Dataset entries
==*==

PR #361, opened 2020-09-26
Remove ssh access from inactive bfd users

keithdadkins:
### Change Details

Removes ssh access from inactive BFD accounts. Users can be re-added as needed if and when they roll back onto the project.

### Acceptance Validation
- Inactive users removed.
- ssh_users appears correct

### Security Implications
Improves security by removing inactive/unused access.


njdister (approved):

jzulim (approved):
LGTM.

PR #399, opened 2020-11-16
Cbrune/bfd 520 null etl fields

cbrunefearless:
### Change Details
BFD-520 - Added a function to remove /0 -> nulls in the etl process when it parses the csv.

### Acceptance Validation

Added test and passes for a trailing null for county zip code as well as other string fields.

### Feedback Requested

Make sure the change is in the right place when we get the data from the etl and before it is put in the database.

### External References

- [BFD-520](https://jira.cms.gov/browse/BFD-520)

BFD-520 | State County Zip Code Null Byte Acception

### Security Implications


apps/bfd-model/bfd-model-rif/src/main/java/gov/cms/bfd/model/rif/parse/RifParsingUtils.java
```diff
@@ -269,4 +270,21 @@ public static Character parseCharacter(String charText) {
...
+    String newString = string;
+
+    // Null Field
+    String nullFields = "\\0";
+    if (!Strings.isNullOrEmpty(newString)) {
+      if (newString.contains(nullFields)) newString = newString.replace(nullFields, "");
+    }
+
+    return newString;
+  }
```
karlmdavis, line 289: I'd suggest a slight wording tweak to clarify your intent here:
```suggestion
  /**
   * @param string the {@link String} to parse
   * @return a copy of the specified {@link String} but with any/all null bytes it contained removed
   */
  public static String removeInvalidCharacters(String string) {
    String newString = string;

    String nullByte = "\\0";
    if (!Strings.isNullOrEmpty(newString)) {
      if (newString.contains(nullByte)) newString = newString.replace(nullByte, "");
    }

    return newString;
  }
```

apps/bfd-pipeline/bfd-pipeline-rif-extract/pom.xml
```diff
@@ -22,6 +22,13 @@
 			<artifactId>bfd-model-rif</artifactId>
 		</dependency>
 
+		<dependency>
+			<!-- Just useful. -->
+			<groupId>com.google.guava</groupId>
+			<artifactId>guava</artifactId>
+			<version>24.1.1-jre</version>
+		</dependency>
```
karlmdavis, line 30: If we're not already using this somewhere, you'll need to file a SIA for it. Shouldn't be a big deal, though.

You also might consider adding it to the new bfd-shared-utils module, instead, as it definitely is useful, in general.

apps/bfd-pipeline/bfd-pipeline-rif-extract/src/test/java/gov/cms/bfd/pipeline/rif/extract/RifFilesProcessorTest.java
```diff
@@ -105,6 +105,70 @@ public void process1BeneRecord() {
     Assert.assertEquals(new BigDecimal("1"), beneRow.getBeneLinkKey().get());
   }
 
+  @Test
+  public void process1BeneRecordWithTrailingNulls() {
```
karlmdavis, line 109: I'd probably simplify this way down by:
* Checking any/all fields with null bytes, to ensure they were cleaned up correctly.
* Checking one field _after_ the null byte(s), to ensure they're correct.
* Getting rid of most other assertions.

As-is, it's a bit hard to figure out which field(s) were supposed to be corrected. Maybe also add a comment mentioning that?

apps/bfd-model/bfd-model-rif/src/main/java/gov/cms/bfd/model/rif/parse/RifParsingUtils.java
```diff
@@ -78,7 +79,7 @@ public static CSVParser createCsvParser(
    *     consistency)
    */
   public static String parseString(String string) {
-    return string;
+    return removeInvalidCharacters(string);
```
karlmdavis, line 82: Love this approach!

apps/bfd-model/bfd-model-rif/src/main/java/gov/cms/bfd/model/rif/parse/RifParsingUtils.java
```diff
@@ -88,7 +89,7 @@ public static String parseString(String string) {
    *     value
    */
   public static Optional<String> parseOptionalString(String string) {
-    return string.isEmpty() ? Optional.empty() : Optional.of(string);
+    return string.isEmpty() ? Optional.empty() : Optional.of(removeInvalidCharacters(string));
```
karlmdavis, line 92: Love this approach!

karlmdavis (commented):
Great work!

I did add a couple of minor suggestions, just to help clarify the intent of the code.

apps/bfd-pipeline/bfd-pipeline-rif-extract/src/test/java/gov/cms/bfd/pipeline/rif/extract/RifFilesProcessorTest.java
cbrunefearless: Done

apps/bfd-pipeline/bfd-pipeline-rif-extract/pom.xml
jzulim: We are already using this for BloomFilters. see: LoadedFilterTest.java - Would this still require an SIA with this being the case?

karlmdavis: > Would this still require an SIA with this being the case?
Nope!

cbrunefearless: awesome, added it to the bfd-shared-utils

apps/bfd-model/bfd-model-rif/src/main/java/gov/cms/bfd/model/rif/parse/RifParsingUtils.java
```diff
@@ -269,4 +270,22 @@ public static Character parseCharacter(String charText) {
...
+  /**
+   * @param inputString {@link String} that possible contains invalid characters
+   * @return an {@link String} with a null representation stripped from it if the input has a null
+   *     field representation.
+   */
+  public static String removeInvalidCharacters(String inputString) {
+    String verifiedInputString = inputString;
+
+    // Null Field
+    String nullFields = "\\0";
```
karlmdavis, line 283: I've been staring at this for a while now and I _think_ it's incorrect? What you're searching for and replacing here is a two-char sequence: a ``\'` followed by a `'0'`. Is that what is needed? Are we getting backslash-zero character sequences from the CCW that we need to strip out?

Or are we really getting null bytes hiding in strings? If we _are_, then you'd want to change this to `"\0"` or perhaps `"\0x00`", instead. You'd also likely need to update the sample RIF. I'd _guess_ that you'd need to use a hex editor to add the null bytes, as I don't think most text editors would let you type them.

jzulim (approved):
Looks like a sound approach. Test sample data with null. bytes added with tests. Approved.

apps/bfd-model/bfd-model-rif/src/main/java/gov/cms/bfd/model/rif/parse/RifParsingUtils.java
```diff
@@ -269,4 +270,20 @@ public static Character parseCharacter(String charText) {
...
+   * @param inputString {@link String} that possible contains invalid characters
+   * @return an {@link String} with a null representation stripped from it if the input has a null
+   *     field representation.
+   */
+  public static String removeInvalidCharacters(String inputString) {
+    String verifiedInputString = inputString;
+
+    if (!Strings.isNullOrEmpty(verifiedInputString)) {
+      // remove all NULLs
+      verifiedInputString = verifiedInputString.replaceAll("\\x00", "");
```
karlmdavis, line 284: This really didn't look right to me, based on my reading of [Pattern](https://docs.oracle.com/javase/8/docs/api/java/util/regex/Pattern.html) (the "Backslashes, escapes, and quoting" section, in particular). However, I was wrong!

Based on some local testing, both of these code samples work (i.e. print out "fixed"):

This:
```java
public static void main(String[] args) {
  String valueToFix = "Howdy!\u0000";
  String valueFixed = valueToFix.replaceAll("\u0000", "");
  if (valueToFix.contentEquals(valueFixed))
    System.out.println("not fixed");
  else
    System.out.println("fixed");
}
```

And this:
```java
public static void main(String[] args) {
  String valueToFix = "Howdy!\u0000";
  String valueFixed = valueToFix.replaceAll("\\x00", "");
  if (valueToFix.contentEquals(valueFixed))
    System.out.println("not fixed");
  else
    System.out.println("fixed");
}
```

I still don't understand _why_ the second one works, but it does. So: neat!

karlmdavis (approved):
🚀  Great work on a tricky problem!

==*==

§ DIRECTIONS:
What is wanted is every line above, written out exactly.

§ EXERCISE RESULT:
PR #361, opened 2020-09-26
Remove ssh access from inactive bfd users

keithdadkins:
### Change Details

Removes ssh access from inactive BFD accounts. Users can be re-added as needed if and when they roll back onto the project.

### Acceptance Validation
- Inactive users removed.
- ssh_users appears correct

### Security Implications
Improves security by removing inactive/unused access.


njdister (approved):

jzulim (approved):
LGTM.

PR #399, opened 2020-11-16
Cbrune/bfd 520 null etl fields

cbrunefearless:
### Change Details
BFD-520 - Added a function to remove /0 -> nulls in the etl process when it parses the csv.

### Acceptance Validation

Added test and passes for a trailing null for county zip code as well as other string fields.

### Feedback Requested

Make sure the change is in the right place when we get the data from the etl and before it is put in the database.

### External References

- [BFD-520](https://jira.cms.gov/browse/BFD-520)

BFD-520 | State County Zip Code Null Byte Acception

### Security Implications


apps/bfd-model/bfd-model-rif/src/main/java/gov/cms/bfd/model/rif/parse/RifParsingUtils.java
```diff
@@ -269,4 +270,21 @@ public static Character parseCharacter(String charText) {
...
+    String newString = string;
+
+    // Null Field
+    String nullFields = "\\0";
+    if (!Strings.isNullOrEmpty(newString)) {
+      if (newString.contains(nullFields)) newString = newString.replace(nullFields, "");
+    }
+
+    return newString;
+  }
```
karlmdavis, line 289: I'd suggest a slight wording tweak to clarify your intent here:
```suggestion
  /**
   * @param string the {@link String} to parse
   * @return a copy of the specified {@link String} but with any/all null bytes it contained removed
   */
  public static String removeInvalidCharacters(String string) {
    String newString = string;

    String nullByte = "\\0";
    if (!Strings.isNullOrEmpty(newString)) {
      if (newString.contains(nullByte)) newString = newString.replace(nullByte, "");
    }

    return newString;
  }
```

apps/bfd-pipeline/bfd-pipeline-rif-extract/pom.xml
```diff
@@ -22,6 +22,13 @@
 			<artifactId>bfd-model-rif</artifactId>
 		</dependency>
 
+		<dependency>
+			<!-- Just useful. -->
+			<groupId>com.google.guava</groupId>
+			<artifactId>guava</artifactId>
+			<version>24.1.1-jre</version>
+		</dependency>
```
karlmdavis, line 30: If we're not already using this somewhere, you'll need to file a SIA for it. Shouldn't be a big deal, though.

You also might consider adding it to the new bfd-shared-utils module, instead, as it definitely is useful, in general.

apps/bfd-pipeline/bfd-pipeline-rif-extract/src/test/java/gov/cms/bfd/pipeline/rif/extract/RifFilesProcessorTest.java
```diff
@@ -105,6 +105,70 @@ public void process1BeneRecord() {
     Assert.assertEquals(new BigDecimal("1"), beneRow.getBeneLinkKey().get());
   }
 
+  @Test
+  public void process1BeneRecordWithTrailingNulls() {
```
karlmdavis, line 109: I'd probably simplify this way down by:
* Checking any/all fields with null bytes, to ensure they were cleaned up correctly.
* Checking one field _after_ the null byte(s), to ensure they're correct.
* Getting rid of most other assertions.

As-is, it's a bit hard to figure out which field(s) were supposed to be corrected. Maybe also add a comment mentioning that?

apps/bfd-model/bfd-model-rif/src/main/java/gov/cms/bfd/model/rif/parse/RifParsingUtils.java
```diff
@@ -78,7 +79,7 @@ public static CSVParser createCsvParser(
    *     consistency)
    */
   public static String parseString(String string) {
-    return string;
+    return removeInvalidCharacters(string);
```
karlmdavis, line 82: Love this approach!

apps/bfd-model/bfd-model-rif/src/main/java/gov/cms/bfd/model/rif/parse/RifParsingUtils.java
```diff
@@ -88,7 +89,7 @@ public static String parseString(String string) {
    *     value
    */
   public static Optional<String> parseOptionalString(String string) {
-    return string.isEmpty() ? Optional.empty() : Optional.of(string);
+    return string.isEmpty() ? Optional.empty() : Optional.of(removeInvalidCharacters(string));
```
karlmdavis, line 92: Love this approach!

karlmdavis (commented):
Great work!

I did add a couple of minor suggestions, just to help clarify the intent of the code.

apps/bfd-pipeline/bfd-pipeline-rif-extract/src/test/java/gov/cms/bfd/pipeline/rif/extract/RifFilesProcessorTest.java
cbrunefearless: Done

apps/bfd-pipeline/bfd-pipeline-rif-extract/pom.xml
jzulim: We are already using this for BloomFilters. see: LoadedFilterTest.java - Would this still require an SIA with this being the case?

karlmdavis: > Would this still require an SIA with this being the case?
Nope!

cbrunefearless: awesome, added it to the bfd-shared-utils

apps/bfd-model/bfd-model-rif/src/main/java/gov/cms/bfd/model/rif/parse/RifParsingUtils.java
```diff
@@ -269,4 +270,22 @@ public static Character parseCharacter(String charText) {
...
+  /**
+   * @param inputString {@link String} that possible contains invalid characters
+   * @return an {@link String} with a null representation stripped from it if the input has a null
+   *     field representation.
+   */
+  public static String removeInvalidCharacters(String inputString) {
+    String verifiedInputString = inputString;
+
+    // Null Field
+    String nullFields = "\\0";
```
karlmdavis, line 283: I've been staring at this for a while now and I _think_ it's incorrect? What you're searching for and replacing here is a two-char sequence: a ``\'` followed by a `'0'`. Is that what is needed? Are we getting backslash-zero character sequences from the CCW that we need to strip out?

Or are we really getting null bytes hiding in strings? If we _are_, then you'd want to change this to `"\0"` or perhaps `"\0x00`", instead. You'd also likely need to update the sample RIF. I'd _guess_ that you'd need to use a hex editor to add the null bytes, as I don't think most text editors would let you type them.

jzulim (approved):
Looks like a sound approach. Test sample data with null. bytes added with tests. Approved.

apps/bfd-model/bfd-model-rif/src/main/java/gov/cms/bfd/model/rif/parse/RifParsingUtils.java
```diff
@@ -269,4 +270,20 @@ public static Character parseCharacter(String charText) {
...
+   * @param inputString {@link String} that possible contains invalid characters
+   * @return an {@link String} with a null representation stripped from it if the input has a null
+   *     field representation.
+   */
+  public static String removeInvalidCharacters(String inputString) {
+    String verifiedInputString = inputString;
+
+    if (!Strings.isNullOrEmpty(verifiedInputString)) {
+      // remove all NULLs
+      verifiedInputString = verifiedInputString.replaceAll("\\x00", "");
```
karlmdavis, line 284: This really didn't look right to me, based on my reading of [Pattern](https://docs.oracle.com/javase/8/docs/api/java/util/regex/Pattern.html) (the "Backslashes, escapes, and quoting" section, in particular). However, I was wrong!

Based on some local testing, both of these code samples work (i.e. print out "fixed"):

This:
```java
public static void main(String[] args) {
  String valueToFix = "Howdy!\u0000";
  String valueFixed = valueToFix.replaceAll("\u0000", "");
  if (valueToFix.contentEquals(valueFixed))
    System.out.println("not fixed");
  else
    System.out.println("fixed");
}
```

And this:
```java
public static void main(String[] args) {
  String valueToFix = "Howdy!\u0000";
  String valueFixed = valueToFix.replaceAll("\\x00", "");
  if (valueToFix.contentEquals(valueFixed))
    System.out.println("not fixed");
  else
    System.out.println("fixed");
}
```

I still don't understand _why_ the second one works, but it does. So: neat!

karlmdavis (approved):
🚀  Great work on a tricky problem!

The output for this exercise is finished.